In present study the levels of anti oxidant enzymes were reduced and MDA which is an indirect measure of free radical activity was increased in non exercising COPD group in comparison to exercising COPD group. Oxidative stress is implicated in pathogenesis of COPD and contribute to inflammatory processes and proteolytic activity [17] which is thus expected to be present in both study groups though inflammatory markers have not been evaluated in the present study. In recent years the role of inflammatory cytokines has been demonstrated in oxidative stress [18]. The possible explanation for lower oxidant anti-oxidant imbalance in exercising COPD group in our study can be due to recent findings which suggest that exercise have potent anti inflammatory effect and enhance antioxidant defenses [19-21]. Inflammatory cytokines like IL 6 decrease the activity of lipoprotein lipase which in turn elevates triglyceride levels [22]. The study done by Panagiotakos etal [23] demonstrated lower levels of inflammatory markers in physically active persons compared to those following sedentary lifestyles. In our study improved lipid profile in exercising COPD group can be attributed to anti-inflammatory effects of exercise [24].

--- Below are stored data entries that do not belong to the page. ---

PR #186, opened 2022-10-18
lxml library question

barbarahui:
Hey @amywieliczka , would it be OK to remove the lxml library from the repo and install it via pip instead? Of course now I'm looking at your commit message (https://github.com/ucldc/rikolti/commit/7ca87d3ba821324f27a15c986288b129b26f539c), I'm surmising that you needed to do this to get the mapper to work in lambda?

The problem is that sickle, which I'm using for the OAI mapping, tries to import lxml and I get the following error:

(.env) bhui@cdl-bhui-9m metadata-mapper % python tests.py
Traceback (most recent call last):
  File "/usr/local/dev/rikolti/metadata-mapper/tests.py", line 1, in <module>
    from lambda_function import lambda_handler
  File "/usr/local/dev/rikolti/metadata-mapper/lambda_function.py", line 8, in <module>
    from islandora_oai_dc_mapper import IslandoraVernacular
  File "/usr/local/dev/rikolti/metadata-mapper/islandora_oai_dc_mapper.py", line 6, in <module>
    from sickle import models
  File "/usr/local/dev/rikolti/metadata-mapper/.env/lib/python3.9/site-packages/sickle/__init__.py", line 13, in <module>
    from sickle.response import OAIResponse
  File "/usr/local/dev/rikolti/metadata-mapper/.env/lib/python3.9/site-packages/sickle/response.py", line 9, in <module>
    from lxml import etree
ImportError: cannot import name 'etree' from 'lxml' (/usr/local/dev/rikolti/metadata-mapper/lxml/__init__.py)

I can probably figure out a workaround, but just wanted to check before going down that road.


amywieliczka:
We do need to keep lxml in the repo (or write a complex and expensive deployment script that involves spinning up an ec2 instance every single time). 

I am a bit confused why your virtual environment is trying to import lxml from `/rikolti/metadata-mapper/lxml/` but I'm not sure of the specifics of how your machine is set up. While we do need to keep this lxml in the repository, and it is the version of lxml that we need to deploy to AWS Lambda, you should be running a different lxml (built against your machine, not an amazon linux 2 machine) in your local environment.

barbarahui:
@amywieliczka When python looks for modules, it looks first in the current directory, so since lxml is in the current directory (`/rikolti/metadata-mapper/lxml/`), it tries import that. I do have lxml installed in my virtual env.

barbarahui:
@amywieliczka I think the solution is to use AWS SAM to build and deploy the code to lambda. I've taken a crack at it, and I think it will work:

https://github.com/ucldc/rikolti/tree/aws-sam-mapper/metadata-mapper

barbarahui:
Closing this pull request without merging. Addressing this issue by using AWS SAM as part of this pull request: https://github.com/ucldc/rikolti/pull/190

PR #191, opened 2022-10-22
Enrichment Chain Framework + first set of enrichments

amywieliczka:
Migrated enrichments as checked off on this wiki page: https://github.com/ucldc/rikolti/wiki/Enrichments


barbarahui (approved):
This approach makes sense to me, i.e. do a fairly straight port of the code from DPLA for now. Oof there is a lot to rationalize at some point though. It also makes sense to me in terms of how you've incorporated the enrichments into the mapper code here. I feel like I don't have super substantive comments at this point otherwise. Really the main priority is getting the code ported over right now, and it looks like this is going fine.

amywieliczka:
Apply a function name prefix to enrichments called from enrichment chain and another function name prefix to enrichment helper functions called from within an enrichment. `dpla__` and `dpla_helper__`

PR #236, opened 2022-12-02
Mapper Validation

amywieliczka:
Validation is still in draft format. Major updates:

- Previously, fetcher.increment() returned None if we couldn't increment pages any further, and returned a json representation of the fetcher state if we could. Now, fetcher.increment() returns the json representation of the fetcher state regardless, but when we can't increment pages any further, it adds the key 'finished': True to that fetcher state dictionary. 
- Added python scripts fetch_registry_collections.py, map_registry_collections.py, and validate_registry_collections.py - these are helper scripts that take a registry API endpoint, for example:
```bash
python fetch_registry_collections.py "https://registry.cdlib.org/api/v1/rikoltifetcher/?format=json&harvest_type=NUX"
python map_registry_collections.py "https://registry.cdlib.org/api/v1/rikoltimapper/?format=json&mapper_type=ucldc_nuxeo"
python validate_registry_collections.py "https://registry.cdlib.org/api/v1/rikoltimapper/?format=json&mapper_type=ucldc_nuxeo"
```

These API endpoints all return a list of collection records properly formatted for input as payloads to the fetchers & mappers lambdas. Careful running them and walking away! There are 322 collections at the endpoints represented above. You'll likely only want a subset of all of them. If you can express your subset as a filter on the underlying registry collection queryset using these fields: https://github.com/ucldc/avram/blob/master/library_collection/api.py#L44, then you can create a registry API endpoint for that query, and run these scripts against that registry API endpoint.


metadata_fetcher/fetchers/oai_fetcher.py
```diff
@@ -102,15 +102,16 @@ def increment(self, http_resp):
...
             "harvest_type": self.harvest_type,
             "collection_id": self.collection_id,
             "write_page": self.write_page,
             "harvest_data": self.oai
-        })
+        }
+        if not self.oai.get('resumption_token'):
+            finished = {"finished": True}
+            finished.update(current_state)
+            return json.dumps(finished)
```
barbarahui, line 115: This is a little confusing as is. How about more simply: 

```
        if not self.oai.get('resumption_token'):
            current_state.update({"finished": True})

        return json.dumps(current_state)
```

metadata_fetcher/fetchers/oac_fetcher.py
```diff
@@ -112,12 +112,15 @@ def increment(self, http_resp):
...
             "write_page": self.write_page,
             "harvest_data": self.oac
-        })
+        }
+        if not self.oac.get('current_group'):
+            finished = {"finished": True}
+            finished.update(current_state)
+            return json.dumps(finished)
+
+        return json.dumps(current_state)
```
barbarahui, line 126: Similarly, how about:
```
        if not self.oac.get('current_group'):
            current_state.update({"finished": True})

        return json.dumps(current_state)
```

metadata_fetcher/fetchers/Fetcher.py
```diff
@@ -62,8 +71,12 @@ def fetchtos3(self, page):
...
     def fetch_page(self):
         page = self.build_fetch_request()
-        response = requests.get(**page)
-        response.raise_for_status()
+        try:
+            response = requests.get(**page)
+            response.raise_for_status()
+        except requests.exceptions.HTTPError:
+            raise FetchError(
+                f"[{self.collection_id}]: unable to fetch page {page}")
```
barbarahui, line 79: Would it be helpful to include the error message from requests in the output to give some insight into what went wrong?

barbarahui (changes requested):
Looks good. Just a few minor comments/questions.

metadata_fetcher/fetchers/oai_fetcher.py
amywieliczka: oh. yeah. totally! thanks @barbarahui

barbarahui (approved):

PR #243, opened 2022-12-15
Tf/cca vault mapper

lthurston:
This PR is dependent on https://github.com/ucldc/rikolti/pull/282


metadata_mapper/lambda_function.py
```diff
@@ -17,16 +18,19 @@ def import_vernacular_reader(mapper_type):
...
 
-    mapper_type_words = mapper_type.split('_')
+    mapper_type_words = snake_mapper_name.split('_')
     class_type = ''.join([word.capitalize() for word in mapper_type_words])
     vernacular_class = getattr(
         mapper_module, f"{class_type}Vernacular")
 
-    if vernacular_class not in VernacularReader.__subclasses__():
-        print(f"{ mapper_type } not a subclass of VernacularReader")
+    if not issubclass(vernacular_class, AbstractVernacular):
```
amywieliczka, line 32: A simple issubclass won't quite work here (IslandoraVernacular is a subclass of OaiVernacular is a subclass of AbstractVernacular), but I've added a recursive implementation `all_subclasses` here: https://github.com/ucldc/rikolti/pull/244/files (along with heaps of bug fixes in the enrichments)

timfrazee: `issubclass` looks down the entire ancestor chain for direct, indirect, or virtual subclasses. To the best of my understanding, `__subclasses__()` only looks at direct descendents, which is why I made the change since our mapper implementations (such as `CcaVaultVernacular`) are now separated by two levels.

metadata_mapper/lambda_function.py
```diff
@@ -3,7 +3,7 @@
 from urllib.parse import urlparse, parse_qs
 import settings
 import importlib
-from mappers.abstract_mapper import UCLDCWriter, AbstractRecord, AbstractVernacular
+from mappers.mapper import UCLDCWriter, Record, Vernacular
```
amywieliczka, line 6: Thanks @timfrazee - we've decided module name `mapper` and class names `Record` and `Vernacular` are what we would like to use (as you have here).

All the subjects included in our study belonged to moderate COPD group as per GOLD classification [8]. Lung functions were reduced in both groups though statistically reduction was less in those who were following self regime of exercise and thus were more physically active in comparison to other group and are expected to have lesser pro inflammatory cytokines (though we have not measured them) thus limiting inflammation and lung function decline. Inflammation is known to effect lung functions in COPD [25,26] and physical inactivity is linked to COPD [27]. Exercise has anti-inflammatory effects and also provides symptomatic improvement [28]. Thus possible explanations for our findings could be low levels of inflammation and lesser physical inactivity.
In conclusion on the basis of study the Oxidant Anti- Oxidant imbalance, lipid profile derangement and lung function decline is less in exercising COPD group as compared to those who were not exercising.
Limitation of the present study is that the subjects included were newly diagnosed cases not following any recommended or supervised exercises but were doing self-exercise regime. Thus a follow up study before and after enrolling subjects to pulmonary rehabilitation is required along with evaluation of pro and anti inflammatory cytokines.
Authors are thankful to participants of the study and also to the supporting staff.